## BRIEF
After counting the lines below that hold the word "swaggers", reply with the count and nothing else.

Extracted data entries
PR #38, opened 2016-11-20
Suggestion to change the result object message

salameer:
from what I understand we provide an executive summary at the top and
now we're digging into the details, so maybe this message might be a bit
more precise


salameer:
I guess that now officially makes me a MAJOR contributor to this Repo

Get Outlook for iOS<https://aka.ms/o0ukef>

________________________________

Issue #44, opened 2016-11-20
Create Centralized documentation for all of our Swagger validation tools


salameer:
The idea of this documentation is to point the Swagger author to all the swagger validation tools that he can use while authoring his swaggers, and provide:

- Clear and simple instructions to install the tools
- Clearly and simple description of how to execute the tool (with complete example commands if applicable)
- Clearly and simple examples of what type of issues would each tool catch. 
- At which step in the process of creating the swagger should every tool be used.

We can document this in the Wiki of this tool or create a documentation folder. This will also help us in our future integration with VS Code.

salameer:
@kirthik you can use this task to track the documentation efforts of our tools. the documentation can definitely be referenced from the Swagger checklist and eventually shared with the customers.

veronicagg:
@salameer is this issue still valid?

PR #59, opened 2016-12-16
Updating readme file

veronicagg:
Starting to address #44.


veronicagg:
@salameer please take a look and see if it addresses what you wanted as initial documentation. @amarzavery, it'd be great if you could review it too.

salameer:
Hi Veronica, I think it's really good start but I would suggest putting the introduction info that you added on top of the installation instructions :)

PR #70, opened 2017-03-04
add support for processing swaggers in YAML format

amarzavery:
@salameer - This should take care of SF's concerns.


salameer:
NICE!!!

## REPLY
2